Of course, significant hurdles must be cleared. Considerable in-core testing of small fuel quantities and computer modeling of performance, under both normal operating and accident conditions, have to be done before new fuels are ready for commercial use. Industry skeptics will have to be convinced that the new materials will work as promised. More advanced modeling techniques are coming online to aid this effort. Simulation technology at the U.S. Department of Energy’s Consortium for Advanced Simulation of Light Water Reactors, based at Oak Ridge National Laboratory in Tennessee, could significantly speed up basic research, engineering development and commercialization.

If data from trials are convincing, the U.S. fuel-supply chain—from the fabrication shop to the reactor-refueling floor—would have to retool, and plant processes and procedures would have to be adjusted. Regulators would have to approve every step.

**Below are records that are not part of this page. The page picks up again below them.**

PR #861, opened 2016-10-25
changes after checking with cppcheck 

joseAndresGomezTovar:
A tool for static C/C++ code analysis: more info here
(http://cppcheck.sourceforge.net/)
---

Summary: Prefer prefix ++/-- operators for non-primitive types.
Message: Prefix ++/-- operators should be preferred for non-primitive
types. Pre-increment/decrement can be more efficient than
post-increment/decrement. Post-increment/decrement usually involves
keeping a copy of the previous value around and adds a little extra
code.
---

Summary: Variable 'topic_' is assigned in constructor body. Consider
performing initialization in initialization list.
Message: When an object of a class is created, the constructors of all
member variables are called consecutively in the order the variables are
declared, even if you don't explicitly write them to the initialization
list. You could avoid assigning 'topic_' a value by passing the value to
the constructor in the initialization list.

First included by: src-cpp\ConfImpl.cpp
---

Summary: %zd in format string (no. 2) requires 'ssize_t' but the
argument type is 'size_t {aka unsigned long long}'.
Message: %zd in format string (no. 2) requires 'ssize_t' but the
argument type is 'size_t {aka unsigned long long}'.
---

Summary: Either the condition 'if(rko_orig)' is redundant or there is
possible null pointer dereference: rko_orig.
Message: Either the condition 'if(rko_orig)' is redundant or there is
possible null pointer dereference: rko_orig.
---

there are advise/errors but I don´t know if it is an error or not... I
am noob with kafka

1)
file rdkafka_broker.c

Summary: Dead pointer usage. Pointer 'msg' is dead if it has been
assigned '&msg2' at line 1760.
Message: Dead pointer usage. Pointer 'msg' is dead if it has been
assigned '&msg2' at line 1760.

2)
file
rdkafka_cgrp.c

Summary: Conversion of string literal "RD_KAFKA_OP_OFFSET_COMMIT" to
bool always evaluates to true.
Message: Conversion of string literal "RD_KAFKA_OP_OFFSET_COMMIT" to
bool always evaluates to true.

3)
file
rdrand.c

Summary: Obsolete function 'alloca' called. In C99 and later it is
recommended to use a variable length array instead.
Message: The obsolete function 'alloca' is called. In C99 and later it
is recommended to use a variable length array or a dynamically allocated
array instead. The function 'alloca' is dangerous for many reasons
(http://stackoverflow.com/questions/1018853/why-is-alloca-not-considered-good-practice
and http://linux.die.net/man/3/alloca).

### DIFF
--- a/.gitignore
+++ b/.gitignore
@@ -25,3 +25,4 @@ gmon.out
 *.rpm
 staging-docs
 tmp
+win32/librdkafka.VC.db
--- a/README.win32
+++ b/README.win32
@@ -24,3 +24,11 @@ Artifacts:
   - remaining tools (rdkafka_performance, etc)
   - SASL support (no official Cyrus libsasl2 DLLs available)
   - LZ4 support
+
+Configuration:
+ - You can disable/enable SSL using the definition WITH_SSL=0
+   0: disable
+   1: enable (by default)
+ - You can disable/enable ZLIB using the definition WITH_ZLIB=0
+   0: disable
+   1: enable (by default)
--- a/examples/kafkatest_verifiable_client.cpp
+++ b/examples/kafkatest_verifiable_client.cpp
@@ -77,8 +77,7 @@ public:
                 minOffset(-1), maxOffset(0) {
     printf("Created assignment\n");
   }
-  Assignment(const Assignment &a) {
-    topic = a.topic;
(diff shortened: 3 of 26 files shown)


edenhill:
I havent had time to look at this yet.
What is the reason you close it?

PR #863, opened 2016-10-25
fix func rd_kafka_new declare use_conf but not use cause conf->socket…

wadee:
fix func rd_kafka_new declare use_conf but not use cause conf->socket_cb segmentfault


edenhill:
Thanks!

PR #865, opened 2016-10-26
Replacement for builtins for sun and ibm

asharma339:
Since  __builtin_clz, __builtin_ctz, __builtin_ctzll are not available for  AIX and Sun, provided the replacements

### DIFF
--- a/src/snappy.c
+++ b/src/snappy.c
@@ -126,7 +126,58 @@ static inline bool is_little_endian(void)
 	return false;
 }
 
-#ifndef _MSC_VER
+#if defined(__xlc__) // xlc compiler on AIX
+#define rd_clz(n)   __cntlz4(n)
+#define rd_ctz(n)   __cnttz4(n)
+#define rd_ctz64(n) __cnttz8(n)
+
+#elif defined(__SUNPRO_C) // Solaris Studio compiler on sun  
+/*
+ * Source for following definitions is Hacker’s Delight, Second Edition by Henry S. Warren
+ * http://www.hackersdelight.org/permissions.htm
+ */
+u32 rd_clz(u32 x) {
+   u32 n;
+
+   if (x == 0) return(32);
+   n = 1;
+   if ((x >> 16) == 0) {n = n +16; x = x <<16;}
+   if ((x >> 24) == 0) {n = n + 8; x = x << 8;}
+   if ((x >> 28) == 0) {n = n + 4; x = x << 4;}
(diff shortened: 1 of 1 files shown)


src/snappy.c
```diff
@@ -126,7 +126,55 @@ static inline bool is_little_endian(void)
 	return false;
 }
 
-#ifndef _MSC_VER
+#if defined(_AIX)
+#define rd_clz(n)   __cntlz4(n)
+#define rd_ctz(n)   __cnttz4(n)
+#define rd_ctz64(n) __cnttz8(n)
+
+#elif defined(sun)
```
edenhill: I believe sun is defined by gcc too and gcc should be providing proper builtins for these things.

src/snappy.c
```diff
@@ -126,7 +126,55 @@ static inline bool is_little_endian(void)
 	return false;
 }
 
-#ifndef _MSC_VER
+#if defined(_AIX)
```
edenhill: This should *probably* be done in configure but we might get away with it here.
I think there's also an important point to separate toolchain from platform, for example the gcc toolchain will most likely provide proper builtins on all platforms.

asharma339:
Done. Used toolchain based checks.

src/snappy.c
```diff
@@ -126,7 +126,55 @@ static inline bool is_little_endian(void)
 	return false;
 }
 
-#ifndef _MSC_VER
+#if defined(__xlc__)
```
edenhill: Please add a comment what this is (.e.g, "xlc compiler on AIX")

src/snappy.c
```diff
@@ -126,7 +126,55 @@ static inline bool is_little_endian(void)
...
+#define rd_clz(n)   __cntlz4(n)
+#define rd_ctz(n)   __cnttz4(n)
+#define rd_ctz64(n) __cnttz8(n)
+
+#elif defined(__SUNPRO_C)
+// Source for following defintions is Hacker’s Delight, Second Edition by Henry S. Warren
```
edenhill: typo: definitions

What's the license for these?

src/snappy.c
asharma339: Done

src/snappy.c
asharma339: Fixed typo. I have added the link to use content which says : "You are free to use, copy, and distribute any of the code on this web site, whether modified by you or not. You need not give attribution. "

asharma339:
Done

edenhill:
Thank you!

PR #869, opened 2016-10-27
Use compiler specific atomic ops for sun studio compiler

asharma339:
This is to make atomic functions work  using native sun solaris compiler. I could not find any good way to do it thru config.


edenhill:
Looks great, thanks!

PR #870, opened 2016-10-28
fix bug rd_kafka_timer_t microsecond interval overflow.

lvxv:
./rdkafka_performance -P -b xxxx:xx -t test_topic -i 3600000
% Configuration property "statistics.interval.ms" value -694967 is outside allowed range 0..86400000

statistics.interval.ms 86400000
int rtmr_interval max :  2147483647(2^31)

86400000 * 1000 > 2147483647(2^31)

### DIFF
--- a/examples/rdkafka_performance.c
+++ b/examples/rdkafka_performance.c
@@ -48,7 +48,7 @@
 
 static int run = 1;
 static int forever = 1;
-static int dispintvl = 1000;
+static rd_ts_t dispintvl = 1000;
 static int do_seq = 0;
 static int exit_after = 0;
 static int exit_eof = 0;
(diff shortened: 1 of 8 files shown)


examples/rdkafka_performance.c
```diff
@@ -1000,7 +1000,7 @@ int main (int argc, char **argv) {
         if (!stats_intvlstr) {
                 /* if no user-desired stats, adjust stats interval
                  * to the display interval. */
-                snprintf(tmp, sizeof(tmp), "%i", dispintvl / 1000);
+                snprintf(tmp, sizeof(tmp), "%ld", dispintvl / 1000);
```
edenhill: Use `"%"PRId64` here to be portable

edenhill:
Thanks!

PR #880, opened 2016-10-31
add snappy function header to be compatible with google snappy

hustlijian:
add snappy function header to be compatible with google snappy


edenhill:
Thank you!

PR #903, opened 2016-11-14
adds check of defined LIBKAFKARD_STATICLIB to enable static library b…

skarlsson:
I currently build libkafkard out of source with cmake but it would be convenient to make it possible to build  static libs. This pull request only enables that - it does not change anything for existing builds.


skarlsson:
oops typo should be LIBRDKAFKA_STATICLIB closing and fixing..

PR #905, opened 2016-11-14
adds check of defined LIBRDKAFKA_STATICLIB to enable static library

skarlsson:
I currently build librdkafka out of source with cmake but it would be convenient to make it possible to build static libs. This pull request only enables that - it does not change anything for existing builds.

### DIFF
--- a/README.win32
+++ b/README.win32
@@ -24,3 +24,7 @@ Artifacts:
   - remaining tools (rdkafka_performance, etc)
   - SASL support (no official Cyrus libsasl2 DLLs available)
   - LZ4 support
+
+If you build librdkafka with an external tool (ie CMake) you can get rid of the 
+__declspec(dllexport) / __declspec(dllimport) decorations by adding a define
+-DLIBRDKAFKA_STATICLIB to your CFLAGS
--- a/src-cpp/rdkafkacpp.h
+++ b/src-cpp/rdkafkacpp.h
@@ -54,10 +54,14 @@
 
 #ifdef _MSC_VER
 #undef RD_EXPORT
+#ifdef LIBRDKAFKA_STATICLIB
+#define RD_EXPORT
+#else
 #ifdef LIBRDKAFKACPP_EXPORTS
 #define RD_EXPORT __declspec(dllexport)
 #else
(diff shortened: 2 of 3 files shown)


edenhill:
Looks good, can you add a small snippet to README.win32 on when (and how) to use LIBRDKAFKA_STATICLIB?

skarlsson:
sure, but as I said I needed to build outside of librdkafka source tree so i ended up just globbing all files except rdkafka_sasl.c


this is what i did in my CmakeLists.txt

...

file(GLOB librdkafka_files
  ${CMAKE_CURRENT_SOURCE_DIR}/../librdkafka/src/*.c
  ${CMAKE_CURRENT_SOURCE_DIR}/../librdkafka/src/*.h
  )

file(GLOB librdkafka_cpp_files
  ${CMAKE_CURRENT_SOURCE_DIR}/../librdkafka/src-cpp/*.cpp
  ${CMAKE_CURRENT_SOURCE_DIR}/../librdkafka/src-cpp/*.h
  )

list(REMOVE_ITEM librdkafka_files ${CMAKE_CURRENT_SOURCE_DIR}/../librdkafka/src/rdkafka_sasl.c)

add_definitions(-DLIBRDKAFKA_STATICLIB)
add_library(librdkafka STATIC ${librdkafka_files})
add_library(librdkafkacpp STATIC ${librdkafka_cpp_files})

Do you want this alternative build explained in the README.win32?

And BTW I also noticed that that openssl 1.1.0+ changed the lib names

edenhill:
There's ongoing work by @olibre to add proper cmake support to librdkafka, as an alternative to VS and mklove: https://github.com/olibre/cmake-for-rdkafka/issues/1

I dont think you need to describe the cmake process, just mention the define and why it is needed.

And librdkafka only supports OpenSSL 1.0 at this point.

skarlsson:
Sure, I'll add a comment. 

I did not test running anything against a ssl enabled kafka broker but everything compiles with 1.1.0c anv visual studio 2015 update 2 (and runs fine against a normal kafka)

edenhill:
Thans Svante!

PR #962, opened 2016-12-20
Fix undefined references to static const ints (961)

bbfgelman1:
This patch fixes an issue when compiling code with librdkafka
with all optimizations disabled. The library declares a number
of static constant integer values in headers, but not in
compiled files. This causes any code that passes these constants
directly to a function accepting a const reference to result in
undefined reference errors when linking. The error is fixed by
also declaring the variables in their corresponding .cpp files.

This issue affects GCC when compiling with optimizations disabled.

### DIFF
--- a/src-cpp/TopicImpl.cpp
+++ b/src-cpp/TopicImpl.cpp
@@ -33,6 +33,15 @@
 
 #include "rdkafkacpp_int.h"
 
+const int32_t RdKafka::Topic::PARTITION_UA = RD_KAFKA_PARTITION_UA;
+
+const int64_t RdKafka::Topic::OFFSET_BEGINNING = RD_KAFKA_OFFSET_BEGINNING;
+
+const int64_t RdKafka::Topic::OFFSET_END = RD_KAFKA_OFFSET_END;
+
+const int64_t RdKafka::Topic::OFFSET_STORED = RD_KAFKA_OFFSET_STORED;
+
+const int64_t RdKafka::Topic::OFFSET_INVALID = RD_KAFKA_OFFSET_INVALID;
 
 RdKafka::Topic::~Topic () {
 
--- a/src-cpp/rdkafkacpp.h
+++ b/src-cpp/rdkafkacpp.h
@@ -1044,13 +1044,13 @@ class RD_EXPORT Topic {
    * The unassigned partition is used by the producer API for messages
    * that should be partitioned using the configured or default partitioner.
    */
-  static const int32_t PARTITION_UA = -1;
+  static const int32_t PARTITION_UA;
 
   /** @brief Special offsets */
-  static const int64_t OFFSET_BEGINNING = -2; /**< Consume from beginning */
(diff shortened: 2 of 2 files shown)


bbfgelman1:
This fixes the issue https://github.com/edenhill/librdkafka/issues/961

src-cpp/ProducerImpl.cpp
```diff
@@ -33,6 +33,16 @@
 
 #include "rdkafkacpp_int.h"
 
+const int RdKafka::Producer::RK_MSG_FREE;
+
+const int RdKafka::Producer::RK_MSG_COPY;
+
+const int RdKafka::Producer::RK_MSG_BLOCK;
+
+#ifndef MSG_COPY
```
edenhill: I think these always needs to be declared since the librdkafka and app compile defines may differ.
To be safe #undef MSG_COPY and MSG_FREE first here (but not in rdkafkacpp.h)

edenhill: Right.
Seeing how those two are legacy ones (to be backwards compatible with old appS), do you think we could get away with not declaring them here at all? It is not like those apps will suddenly break because the new constants are now fixed.

bbfgelman1:
I changed the constants in `RdKafka::Producer` from using `static const int` to using an anonymous `enum`. They can be referred to in the same way as before (`RdKafka::Producer::RK_MSG_FREE`), but the names now behave like literal values rather than static member variables. 

I did not apply the same change to the constants in `RdKafka::Topic` so that their explicit types are preserved.

edenhill:
Fails on VS 2013:
https://ci.appveyor.com/project/edenhill/librdkafka/build/0.9.3-pre-54-ucuvrpyw/job/o9k2domaj75thde1#L189

bbfgelman1:
C++17 will introduce `inline` variables to address exactly this problem. Until that is widely supported, please consider the solution implemented in this PR.

src-cpp/TopicImpl.cpp
```diff
@@ -33,15 +33,15 @@
 
 #include "rdkafkacpp_int.h"
 
-const int32_t RdKafka::Topic::PARTITION_UA;
+const int32_t RdKafka::Topic::PARTITION_UA = -1;
```
edenhill: With these moved from the cpp header file can we use the C defines from rdkafka.h for these?

src-cpp/ProducerImpl.cpp
```diff
@@ -33,7 +33,6 @@
 
 #include "rdkafkacpp_int.h"
 
-
```
edenhill: remove whitespace diff

bbfgelman1:
Would you like me to squash all the commits in this PR?

edenhill:
Yes please!

edenhill:
Thanks alot!

bbfgelman1:
Thanks for merging!

PR #974, opened 2016-12-29
fix: use out of scope variable

HeChuanXUPT:
rd_kafka_broker_send may use the address of msg2, out of  scope


HeChuanXUPT:
https://github.com/edenhill/librdkafka/pull/861
has mention it too

edenhill:
Thanks!

PR #2433, opened 2019-07-26
fix for processing of enable.ssl.certificate.verification

salisbury-espinosa:
ignoring result of SSL_get_verify_result if **enable_verify == false**
lil chore: using SSL_VERIFY_NONE instead of 0 in SSL_CTX_set_verify
## the problem this patch closes is:
if I have a self-signed and expired certificate, then I can’t get the software to work with the option **enable.ssl.certificate.verification = false**, because the **rd_kafka_transport_ssl_verify** function will always return -1 and the process will always try to reconnect

### DIFF
--- a/src/rdkafka_ssl.c
+++ b/src/rdkafka_ssl.c
@@ -532,6 +532,9 @@ rd_kafka_transport_ssl_io_event (rd_kafka_transport_t *rktrans, int events) {
  * @brief Verify SSL handshake was valid.
  */
 static int rd_kafka_transport_ssl_verify (rd_kafka_transport_t *rktrans) {
+        if (!rktrans->rktrans_rkb->rkb_rk->rk_conf.ssl.enable_verify) {
+                return 0;
+        }
         long int rl;
         X509 *cert;
 
@@ -544,7 +547,7 @@ static int rd_kafka_transport_ssl_verify (rd_kafka_transport_t *rktrans) {
                 return -1;
         }
 
-        if (rktrans->rktrans_rkb->rkb_rk->rk_conf.ssl.enable_verify && (rl = SSL_get_verify_result(rktrans->rktrans_ssl)) != X509_V_OK) {
+        if ((rl = SSL_get_verify_result(rktrans->rktrans_ssl)) != X509_V_OK) {
                 rd_kafka_broker_fail(rktrans->rktrans_rkb, LOG_ERR,
                                      RD_KAFKA_RESP_ERR__SSL,
                                      "Failed to verify broker certificate: %s",
--- a/src/rdkafka_ssl.c
+++ b/src/rdkafka_ssl.c
@@ -544,7 +544,7 @@ static int rd_kafka_transport_ssl_verify (rd_kafka_transport_t *rktrans) {
                 return -1;
         }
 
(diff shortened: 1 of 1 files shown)


src/rdkafka_ssl.c
```diff
@@ -544,7 +544,7 @@ static int rd_kafka_transport_ssl_verify (rd_kafka_transport_t *rktrans) {
                 return -1;
         }
 
-        if ((rl = SSL_get_verify_result(rktrans->rktrans_ssl)) != X509_V_OK) {
+        if (rktrans->rktrans_rkb->rkb_rk->rk_conf.ssl.enable_verify && (rl = SSL_get_verify_result(rktrans->rktrans_ssl)) != X509_V_OK) {
```
edenhill: I suggest simplifying the logic by adding the enable_verify check to the beginning of this function, and if set simply return 0.

src/rdkafka_ssl.c
```diff
@@ -1070,7 +1070,7 @@ int rd_kafka_ssl_ctx_init (rd_kafka_t *rk, char *errstr, size_t errstr_size) {
 
         /* Set up broker certificate verification. */
         SSL_CTX_set_verify(ctx,
-                           rk->rk_conf.ssl.enable_verify ? SSL_VERIFY_PEER : 0,
+                           rk->rk_conf.ssl.enable_verify ? SSL_VERIFY_PEER : SSL_VERIFY_NONE,
```
edenhill: line break after `?` to keep < 80 cols

src/rdkafka_ssl.c
salisbury-espinosa: > and if set simply return 0  

opposite  **is not set** (set to false)

src/rdkafka_ssl.c
```diff
@@ -532,6 +532,9 @@ rd_kafka_transport_ssl_io_event (rd_kafka_transport_t *rktrans, int events) {
  * @brief Verify SSL handshake was valid.
  */
 static int rd_kafka_transport_ssl_verify (rd_kafka_transport_t *rktrans) {
+        if (!rktrans->rktrans_rkb->rkb_rk->rk_conf.ssl.enable_verify) {
```
edenhill: put this at line 541, variable definitions must be at the top of the scope.
remove braces {}
add empty line after

salisbury-espinosa: @edenhill 
> remove braces {}   

librdkafka C++ style guide follows rules from https://google.github.io/styleguide/cppguide.html#Conditionals
so there it is indicated:
`In general, curly braces are not required for single-line statements, but they are allowed if you like them; `
+
it may be worthwhile to connect a tool (linter, formatter) to auto-format a code as specified styleguide, for example https://clang.llvm.org/docs/ClangFormat.html

salisbury-espinosa: equested changes is resolved by https://github.com/edenhill/librdkafka/pull/2433/commits/347ae4a5e9f1a0d434b276af17a17010994b0c5d

edenhill: seems like brew hangs on travis osx sometimes, ignore it

edenhill:
Thank you for your contribution!

PR #2440, opened 2019-07-30
Defer commit on transport error to avoid consumer_close hang

edenhill:


kenneth-jia:
It works, thank a lot!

Rethinking fuel may be just the beginning of greater change. Scientists and engineers are designing high-temperature gas-cooled reactors that would use uranium particles wrapped in exotic coatings; gumball-like pellets themselves would control the nuclear reaction rather than control rods commonly inserted among fuel rods. Also underway are molten salt reactors, in which the fuel and reactor coolant can be combined, allowing simple mechanisms to prevent overheating.

The natural gas, solar and wind industries have changed considerably in just a few years. The nuclear energy industry may be ready to reinvent itself as well.

*Editor’s Note (7/4/19): This sentence was edited after posting to clarify that the fuel rods are contained within the hexagonal structures.